*AIM OF THE TASK*:
Below are the records. Reproduce the line that contains "soenkehahn, line 237: TIL" and every line after it to the end, exactly and alone.

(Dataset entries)

--------------------------------------------------

PR #48, opened 2021-05-06
Add links to view files in browser

soenkehahn:


src/request_handler.rs
```diff
@@ -226,13 +230,12 @@ pub(crate) mod tests {
   }
 
   #[test]
-  fn listed_files_are_download_links() {
+  fn listed_files_have_download_links() {
     test(|url, dir| async move {
       std::fs::write(dir.join("www").join("some-test-file.txt"), "").unwrap();
       let html = get_html(&url).await;
-      guard_unwrap!(let &[a] = css_select(&html, "a").as_slice());
+      guard_unwrap!(let &[a] = css_select(&html, "a[download]").as_slice());
```
soenkehahn, line 237: TIL about [css attribute selectors](https://developer.mozilla.org/en-US/docs/Web/CSS/Attribute_selectors).

src/request_handler.rs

--------------------------------------------------

*EXERCISE SOLUTION*:
soenkehahn, line 237: TIL about [css attribute selectors](https://developer.mozilla.org/en-US/docs/Web/CSS/Attribute_selectors).

src/request_handler.rs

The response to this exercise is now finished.